**** SUPPLIED ENTRIES ****
PR #319, opened 2022-11-16
Introduce sending and sent state for timeline messages

### LINKED ISSUE #27: I want to see the sending state in the timeline
As an user I would like to see the sending state of recently sent messages:
- [ ] show an icon indicating that the message is currently in local echo state
- [ ] show another icon when the message has been sent
- [ ] remove all icons after a small delay

We don't currently have designs for this but it's not a big concern as tweaking things SwiftUI side is easy. Please use current Element for inspiration e.g. empty circle while in local echo, circle with checkmark after sent.

Rust SDK issue: https://github.com/matrix-org/matrix-rust-sdk/issues/639

paleksandrs:
closes #27 

Simulator Screen Recording - iPhone 14 Pro - 2022-11-16 at 16 28 59


ElementX/Sources/Services/Timeline/TimeLineItemContent/MessageTimelineItem.swift
```diff
@@ -23,6 +23,14 @@ protocol MessageContentProtocol: RoomMessageEventContentProtocol {
     var body: String { get }
 }
 
+/// The delivery status for the item.
+enum MessageTimelineItemDeliveryStatus: Hashable, Identifiable {
```
stefanceriu, line 27: Why does this need to be `Hashable` and `Identifiable` when `Equatable` is enough?

ElementX/Sources/Screens/RoomScreen/View/Supplementary/TimelineDeliveryStatusView.swift
```diff
@@ -0,0 +1,49 @@
...
+            return "checkmark.circle"
+        }
+    }
+    
+    var body: some View {
+        Image(systemName: systemImageName)
+            .task {
+                if case .sent = deliveryStatus {
+                    try? await Task.sleep(nanoseconds: 1_000_000_000)
+                    showMe = false
```
stefanceriu, line 36: If this view already knows how to dismiss itself then it should probably handle all the visibility logic and stop relying on the bubble styler. The styler should only add it as a subview in the right place.

ElementX/Sources/Services/Timeline/TimelineItems/RoomTimelineItemFactory.swift
```diff
@@ -166,7 +166,8 @@ struct RoomTimelineItemFactory: RoomTimelineItemFactoryProtocol {
                                     senderDisplayName: displayName,
                                     senderAvatar: avatarImage,
                                     properties: RoomTimelineItemProperties(isEdited: message.isEdited,
-                                                                           reactions: aggregateReactions(message.reactions)))
+                                                                           reactions: aggregateReactions(message.reactions),
+                                                                           deliveryStatus: message.deliveryStatus))
```
stefanceriu, line 170: Why is this implemented only for text messages? What about the rest?

Screenshot 2022-11-16 at 17 32 48

ElementX/Sources/Services/Timeline/TimeLineItemContent/MessageTimelineItem.swift
```diff
@@ -23,6 +23,14 @@ protocol MessageContentProtocol: RoomMessageEventContentProtocol {
...
+    var id: Self { self }
+    case unknown
+    case sending
+    case sent(secondsAgo: TimeInterval)
```
stefanceriu, line 31: Let's rename this associated value to `elapsedTime`

ElementX/Sources/Screens/RoomScreen/View/Style/TimelineItemBubbledStylerView.swift
```diff
@@ -25,7 +25,24 @@ struct TimelineItemBubbledStylerView<Content: View>: View {
...
+            switch timelineItem.properties.deliveryStatus {
+            case .sending, .unknown:
+                _showDeliveryStatus = State(initialValue: true)
+            case let .sent(secondsAgo: secondsAgo):
+                _showDeliveryStatus = State(initialValue: secondsAgo < 3)
+            }
+        } else {
+            _showDeliveryStatus = State(initialValue: false)
+        }
+    }
```
stefanceriu, line 44: Please remove all of this and let the `TimelineDeliveryStatusView` handle the view state itself based on the `deliveryStatus` its constructed with.

ElementX/Sources/Screens/RoomScreen/View/Style/TimelineItemBubbledStylerView.swift
```diff
@@ -37,6 +54,11 @@ struct TimelineItemBubbledStylerView<Content: View>: View {
                     HStack {
                         Spacer()
                         styledContentWithReactions
+                        if showDeliveryStatus {
+                            TimelineDeliveryStatusView(deliveryStatus: timelineItem.properties.deliveryStatus,
```
stefanceriu, line 58: This needs to happen for the `TimelineItemPlainStylerView` too, with a tweaked design preferably. You can use the `timelineStyle` Environment value

ElementX/Sources/Screens/RoomScreen/View/Style/TimelineItemBubbledStylerView.swift
```diff
@@ -37,6 +54,11 @@ struct TimelineItemBubbledStylerView<Content: View>: View {
...
+                                                       showMe: $showDeliveryStatus.animation())
```
stefanceriu, line 59: Please handle animations and transitions internally in the `TimelineDeliveryStatusView`

ElementX/Sources/Services/Timeline/TimeLineItemContent/MessageTimelineItem.swift
```diff
@@ -23,6 +23,14 @@ protocol MessageContentProtocol: RoomMessageEventContentProtocol {
     var body: String { get }
 }
 
+/// The delivery status for the item.
+enum MessageTimelineItemDeliveryStatus: Hashable, Identifiable {
+    var id: Self { self }
+    case unknown
```
stefanceriu, line 29: Seeing as we don't really know how to construct or use `unknown` perhaps we should default to `sent/delivered` for everything unless we know otherwise

ElementX/Sources/Screens/RoomScreen/View/Supplementary/TimelineDeliveryStatusView.swift
paleksandrs: > The styler should only add it as a subview in the right place.
if it is needed, right? If the view is not needed in the view hierarchy, it shouldn't be added and that should be controlled by the parent view. Can you please explain how do you see this working?

stefanceriu: Similar to `styledContentWithReactions` which returns an EmptyView if there's no content for it. That way the logic is nicely handled in one single place.

ElementX/Sources/Services/Timeline/TimelineItems/RoomTimelineItemFactory.swift
paleksandrs: how did you manage to send other than text message? I thought this is not supported yet

stefanceriu: I sent them from a different client but the app doesn't handle them properly and shows a circle next to them.

ElementX/Sources/Services/Timeline/TimeLineItemContent/MessageTimelineItem.swift
paleksandrs: To be honest I would prefer to keep `unknow` status, to make sure that the status reflects the actual state of the message.  Also, I added[ new case](https://github.com/vector-im/element-x-ios/blob/6fbb453c941b1d630cd60d266aaeca5815fd1d08/ElementX/Sources/Screens/RoomScreen/View/Supplementary/TimelineDeliveryStatusView.swift#L40) to hide the delivery status view if state is `unknow`

paleksandrs:
@stefanceriu I have finished with all fixes, please let me know if you want to change anything else. Thanks for the comments.

ElementX/Sources/Screens/RoomScreen/View/Supplementary/TimelineDeliveryStatusView.swift
```diff
@@ -0,0 +1,67 @@
...
+        
+        switch deliveryStatus {
+        case .sending:
+            _showDeliveryStatus = State(initialValue: true)
+        case let .sent(elapsedTime: elapsedTime):
+            _showDeliveryStatus = State(initialValue: elapsedTime < 3)
+        case .unknown:
+            _showDeliveryStatus = State(initialValue: false)
+        }
+    }
```
stefanceriu, line 43: Why do you need to all of this when you can simply assign a value to `showDeliveryStatus`?

```
init(deliveryStatus: MessageTimelineItemDeliveryStatus) {
        self.deliveryStatus = deliveryStatus
        
        switch deliveryStatus {
        case .sending:
            showDeliveryStatus = true
        case let .sent(elapsedTime: elapsedTime):
            showDeliveryStatus = elapsedTime < 3.0
        case .unknown:
            showDeliveryStatus = false
        }
    }
```

stefanceriu (approved):
Thanks, this looks good to me 👍  (apart from that small @State var comment)

ElementX/Sources/Screens/RoomScreen/View/Supplementary/TimelineDeliveryStatusView.swift
paleksandrs: Oh, I didn't know that. Earlier when swiftui came out, this was the way to set it. It seems that it changed. Thanks 👍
****
| ACTIVITY |
Repeat the data above. Change nothing.

| ANSWER TO THIS PROBLEM |
PR #319, opened 2022-11-16
Introduce sending and sent state for timeline messages

### LINKED ISSUE #27: I want to see the sending state in the timeline
As an user I would like to see the sending state of recently sent messages:
- [ ] show an icon indicating that the message is currently in local echo state
- [ ] show another icon when the message has been sent
- [ ] remove all icons after a small delay

We don't currently have designs for this but it's not a big concern as tweaking things SwiftUI side is easy. Please use current Element for inspiration e.g. empty circle while in local echo, circle with checkmark after sent.

Rust SDK issue: https://github.com/matrix-org/matrix-rust-sdk/issues/639

paleksandrs:
closes #27 

Simulator Screen Recording - iPhone 14 Pro - 2022-11-16 at 16 28 59


ElementX/Sources/Services/Timeline/TimeLineItemContent/MessageTimelineItem.swift
```diff
@@ -23,6 +23,14 @@ protocol MessageContentProtocol: RoomMessageEventContentProtocol {
     var body: String { get }
 }
 
+/// The delivery status for the item.
+enum MessageTimelineItemDeliveryStatus: Hashable, Identifiable {
```
stefanceriu, line 27: Why does this need to be `Hashable` and `Identifiable` when `Equatable` is enough?

ElementX/Sources/Screens/RoomScreen/View/Supplementary/TimelineDeliveryStatusView.swift
```diff
@@ -0,0 +1,49 @@
...
+            return "checkmark.circle"
+        }
+    }
+    
+    var body: some View {
+        Image(systemName: systemImageName)
+            .task {
+                if case .sent = deliveryStatus {
+                    try? await Task.sleep(nanoseconds: 1_000_000_000)
+                    showMe = false
```
stefanceriu, line 36: If this view already knows how to dismiss itself then it should probably handle all the visibility logic and stop relying on the bubble styler. The styler should only add it as a subview in the right place.

ElementX/Sources/Services/Timeline/TimelineItems/RoomTimelineItemFactory.swift
```diff
@@ -166,7 +166,8 @@ struct RoomTimelineItemFactory: RoomTimelineItemFactoryProtocol {
                                     senderDisplayName: displayName,
                                     senderAvatar: avatarImage,
                                     properties: RoomTimelineItemProperties(isEdited: message.isEdited,
-                                                                           reactions: aggregateReactions(message.reactions)))
+                                                                           reactions: aggregateReactions(message.reactions),
+                                                                           deliveryStatus: message.deliveryStatus))
```
stefanceriu, line 170: Why is this implemented only for text messages? What about the rest?

Screenshot 2022-11-16 at 17 32 48

ElementX/Sources/Services/Timeline/TimeLineItemContent/MessageTimelineItem.swift
```diff
@@ -23,6 +23,14 @@ protocol MessageContentProtocol: RoomMessageEventContentProtocol {
...
+    var id: Self { self }
+    case unknown
+    case sending
+    case sent(secondsAgo: TimeInterval)
```
stefanceriu, line 31: Let's rename this associated value to `elapsedTime`

ElementX/Sources/Screens/RoomScreen/View/Style/TimelineItemBubbledStylerView.swift
```diff
@@ -25,7 +25,24 @@ struct TimelineItemBubbledStylerView<Content: View>: View {
...
+            switch timelineItem.properties.deliveryStatus {
+            case .sending, .unknown:
+                _showDeliveryStatus = State(initialValue: true)
+            case let .sent(secondsAgo: secondsAgo):
+                _showDeliveryStatus = State(initialValue: secondsAgo < 3)
+            }
+        } else {
+            _showDeliveryStatus = State(initialValue: false)
+        }
+    }
```
stefanceriu, line 44: Please remove all of this and let the `TimelineDeliveryStatusView` handle the view state itself based on the `deliveryStatus` its constructed with.

ElementX/Sources/Screens/RoomScreen/View/Style/TimelineItemBubbledStylerView.swift
```diff
@@ -37,6 +54,11 @@ struct TimelineItemBubbledStylerView<Content: View>: View {
                     HStack {
                         Spacer()
                         styledContentWithReactions
+                        if showDeliveryStatus {
+                            TimelineDeliveryStatusView(deliveryStatus: timelineItem.properties.deliveryStatus,
```
stefanceriu, line 58: This needs to happen for the `TimelineItemPlainStylerView` too, with a tweaked design preferably. You can use the `timelineStyle` Environment value

ElementX/Sources/Screens/RoomScreen/View/Style/TimelineItemBubbledStylerView.swift
```diff
@@ -37,6 +54,11 @@ struct TimelineItemBubbledStylerView<Content: View>: View {
...
+                                                       showMe: $showDeliveryStatus.animation())
```
stefanceriu, line 59: Please handle animations and transitions internally in the `TimelineDeliveryStatusView`

ElementX/Sources/Services/Timeline/TimeLineItemContent/MessageTimelineItem.swift
```diff
@@ -23,6 +23,14 @@ protocol MessageContentProtocol: RoomMessageEventContentProtocol {
     var body: String { get }
 }
 
+/// The delivery status for the item.
+enum MessageTimelineItemDeliveryStatus: Hashable, Identifiable {
+    var id: Self { self }
+    case unknown
```
stefanceriu, line 29: Seeing as we don't really know how to construct or use `unknown` perhaps we should default to `sent/delivered` for everything unless we know otherwise

ElementX/Sources/Screens/RoomScreen/View/Supplementary/TimelineDeliveryStatusView.swift
paleksandrs: > The styler should only add it as a subview in the right place.
if it is needed, right? If the view is not needed in the view hierarchy, it shouldn't be added and that should be controlled by the parent view. Can you please explain how do you see this working?

stefanceriu: Similar to `styledContentWithReactions` which returns an EmptyView if there's no content for it. That way the logic is nicely handled in one single place.

ElementX/Sources/Services/Timeline/TimelineItems/RoomTimelineItemFactory.swift
paleksandrs: how did you manage to send other than text message? I thought this is not supported yet

stefanceriu: I sent them from a different client but the app doesn't handle them properly and shows a circle next to them.

ElementX/Sources/Services/Timeline/TimeLineItemContent/MessageTimelineItem.swift
paleksandrs: To be honest I would prefer to keep `unknow` status, to make sure that the status reflects the actual state of the message.  Also, I added[ new case](https://github.com/vector-im/element-x-ios/blob/6fbb453c941b1d630cd60d266aaeca5815fd1d08/ElementX/Sources/Screens/RoomScreen/View/Supplementary/TimelineDeliveryStatusView.swift#L40) to hide the delivery status view if state is `unknow`

paleksandrs:
@stefanceriu I have finished with all fixes, please let me know if you want to change anything else. Thanks for the comments.

ElementX/Sources/Screens/RoomScreen/View/Supplementary/TimelineDeliveryStatusView.swift
```diff
@@ -0,0 +1,67 @@
...
+        
+        switch deliveryStatus {
+        case .sending:
+            _showDeliveryStatus = State(initialValue: true)
+        case let .sent(elapsedTime: elapsedTime):
+            _showDeliveryStatus = State(initialValue: elapsedTime < 3)
+        case .unknown:
+            _showDeliveryStatus = State(initialValue: false)
+        }
+    }
```
stefanceriu, line 43: Why do you need to all of this when you can simply assign a value to `showDeliveryStatus`?

```
init(deliveryStatus: MessageTimelineItemDeliveryStatus) {
        self.deliveryStatus = deliveryStatus
        
        switch deliveryStatus {
        case .sending:
            showDeliveryStatus = true
        case let .sent(elapsedTime: elapsedTime):
            showDeliveryStatus = elapsedTime < 3.0
        case .unknown:
            showDeliveryStatus = false
        }
    }
```

stefanceriu (approved):
Thanks, this looks good to me 👍  (apart from that small @State var comment)

ElementX/Sources/Screens/RoomScreen/View/Supplementary/TimelineDeliveryStatusView.swift
paleksandrs: Oh, I didn't know that. Earlier when swiftui came out, this was the way to set it. It seems that it changed. Thanks 👍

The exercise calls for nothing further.